WORK INSTRUCTIONS
Looking at the records below, count how many lines contain the string "bytesToString". Give that number alone.

TASK INPUT

PR #12342, opened 2020-09-08
Move display/xml_parser.js in shared to use it in worker

calixteman:


timvandermeij:
Closing since this is done in #12344.

Issue #12319, opened 2020-09-03
Saving specific PDF that contains input data will not be displayed in Adobe Reader in other 3rd party apps


bogdanmaris:
**Affected versions**
* Firefox 81.0b5
* Latest Nightly 82.0a1

**Affected platforms**
* Ubuntu 18.04 64bit
* Windows 10 64
* macOS 10.15

**Steps to reproduce**
1. Open the following pdf https://www.irs.gov/pub/irs-pdf/f1040.pdf
2. Fill some data
3. Click the download button to save the file locally
4. Open the saved PDF in: 
Windows: Adobe Reader/Foxit
macOS: Adobe Reader
Ubuntu: Adobe Reader

**Expected result**
* Data saved in Firefox is displayed in Adobe Reader after saving locally.

**Actual result**
* Data saved in step 2 is not displayed once the PDF is opened in Adobe Reader.

**Regression range**
* Not a regression since this is reproducible since this feature was first enabled in Nightly.

**Additional Notes**
* This is not reproducible if the PDF is opened in another browser (Chrome, Safari, IE, Firefox, SumatraPDF).
* Same thing if saving the PDF inside chrome and opening in Adobe.

**Suggested severity**
* I my opinion this should have the S2 severity since data loss is involved.

calixteman:
This file contains XFA and Acroform and Acrobat (probably Foxit too) uses data from XFA so since we don't update them then nothing is displayed.
After investigations, getting "datasets" stream from XFA array, updating it (using the T value from Acroform to get field id) with the value and appending the new stream at end fixes the issue.
I'll do a patch in the next days.

timvandermeij:
Fixed by the PR above.

PR #12344, opened 2020-09-08
Save form data in XFA datasets when pdf is a mix of acroforms and xfa 

calixteman:
This patch aims to fix issue  #12319.


src/core/worker.js
```diff
@@ -545,6 +548,15 @@ class WorkerMessageHandler {
           return stream.bytes;
         }
 
+        acroForm = isDict(acroForm) ? acroForm : Dict.empty;
+        const xfa = acroForm.get("XFA") || [];
+        let xfaDatasets = null;
+        for (let i = 0, ii = xfa.length; i < ii; i += 2) {
+          if (xfa[i] === "datasets") {
```
timvandermeij, line 555: I don't think this always works. XFA can not only be an array, but also a stream; see https://www.adobe.com/content/dam/acom/en/devnet/pdf/pdfs/PDF32000_2008.pdf#page=439&zoom=auto,-215,230 and and https://www.adobe.com/content/dam/acom/en/devnet/pdf/pdfs/PDF32000_2008.pdf#page=473&zoom=auto,-215,214.

src/shared/xml_parser.js
```diff
@@ -326,14 +328,99 @@ class SimpleDOMNode {
   hasChildNodes() {
     return this.childNodes && this.childNodes.length > 0;
   }
+
+  searchNode(paths, pos) {
```
brendandahl, line 332: Can you add a comment for what this does?

src/core/writer.js
```diff
@@ -14,8 +14,14 @@
  */
 /* eslint no-var: error */
 
-import { bytesToString, escapeString } from "../shared/util.js";
+import {
+  bytesToString,
+  escapeString,
+  parseXFAPath,
```
timvandermeij, line 20: This only seems to be used in the core, so instead of putting it in `src/shared/util.js` it should be moved to `src/core/core_utils.js` (and its test).

timvandermeij:
@calixteman Now that this is merged, it would be great if you could make a follow-up PR that addresses the two comments above. Thanks!

src/core/worker.js
calixteman: If I understand correctly the specs, then it means that we won't have a reference for the datasets stream and so it'll be a way harder to update it without rewriting all the file...

src/core/writer.js
```diff
@@ -123,7 +129,55 @@ function computeMD5(filesize, xrefInfo) {
...
+  const data =
+    `${datasetsRef.num} ${datasetsRef.gen} obj\n` +
+    `<< /Type /EmbeddedFile /Length ${updatedXml.length}>>\nstream\n` +
+    updatedXml +
+    "\nendstream\nendobj\n";
+
+  newRefs.push({ ref: datasetsRef, data });
+}
+
+function incrementalUpdate(originalData, xrefInfo, newRefs, xref, datasetsRef) {
```
Snuffleupagus, line 178: Also, the number of parameters here are now large enough to warrant changing this function to take a parameter object instead (at least in my opinion), to aid readability of the call-sites:
```javascript
function incrementalUpdate({
  originalData,
  xrefInfo,
  newRefs,
  xref = null,
  datasetsRef = null,
}) {
```

PR #12345, opened 2020-09-08
Don't try to save something for a button which is neither a checkbox nor a radio

calixteman:


test/unit/annotation_spec.js
```diff
@@ -2317,6 +2317,28 @@ describe("annotation", function () {
...
+        pdfManagerMock,
+        idFactoryMock
+      )
+        .then(annotation => {
+          return annotation.save(partialEvaluator, task, {});
+        }, done.fail)
+        .then(data => {
+          expect(data).toEqual(null);
+          done();
+        }, done.fail);
```
Snuffleupagus, line 2340: Nit: Do you actually need to repeat the `done.fail` part multiple times here?
Unless I'm missing something obvious here, it ought to be possible to simply add one `catch` at the end to deal with failures:
```suggestion
        .then(annotation => {
          return annotation.save(partialEvaluator, task, {});
        })
        .then(data => {
          expect(data).toEqual(null);
          done();
        })
        .catch(done.fail);
```

timvandermeij:
Looks good; thanks!

PR #13955, opened 2021-09-01
Always prefer the post-table for TrueType fonts with (0, x) cmap-tables (issue 13433)

### LINKED ISSUE #13433: Chars missing from a document
Multiple chars are missing from the document below. Nothing is reported in the console.

URL: [pos36.pdf](https://github.com/mozilla/pdf.js/files/6537699/pos36.pdf)

Snuffleupagus:
While I don't know if this is necessarily the "correct" solution, it does fix issue 13433 without breaking any of the existing reference-tests.


timvandermeij (approved):

timvandermeij:
Looks simple enough. Thanks!

PR #13956, opened 2021-09-01
Add app options to limit print range

TcT2k:
This adds application options which allow to limit which pages are
rendered when printing. This is not usefull for the default viewer
but allows applications to programatically print specifc pages
independent of user selection.

### DIFF
--- a/web/app.js
+++ b/web/app.js
@@ -1819,6 +1819,14 @@ const PDFViewerApplication = {
       optionalContentConfigPromise,
       this.l10n
     );
+    const printRangeStart = AppOptions.get("printRangeStart");
+    const printRangeEnd = AppOptions.get("printRangeEnd");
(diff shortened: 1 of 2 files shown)


Snuffleupagus:
> This is not usefull for the default viewer
> but allows applications to programatically print specifc pages
> independent of user selection.

Please see http://mozilla.github.io/pdf.js/getting_started/#introduction (emphasis mine):

Hence I'm really sorry to say that this doesn't seem like the kind of functionality that should be added to the default viewer, since these options are (essentially) unused *and* untested as-is. (Also, the implementation does feel somewhat "hacky" in the way it reaches into the active `printService` and thus likely wouldn't even work with e.g. `FirefoxPrintService`.) 
Please keep in mind that it's usually easy to add code, but every feature/option added will incur a maintained cost over time.

Issue #12384, opened 2020-09-16
Remove the unofficial TypeScript definitions from DefinitelyTyped


Snuffleupagus:
Currently there's *unofficial*, likely unmaintained, and out-of-date TypeScript definitions published via https://github.com/DefinitelyTyped/DefinitelyTyped for the `pdfjs-dist` library; see https://github.com/DefinitelyTyped/DefinitelyTyped/tree/master/types/pdfjs-dist

Now that we, from version `2.6.347`, are shipping *official* TypeScript definitions through https://github.com/mozilla/pdfjs-dist, it'd be a good idea to submit a PR to DefinitelyTyped to remove its TypeScript definitions; see https://github.com/DefinitelyTyped/DefinitelyTyped#removing-a-package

OUTPUT OF THE TASK
2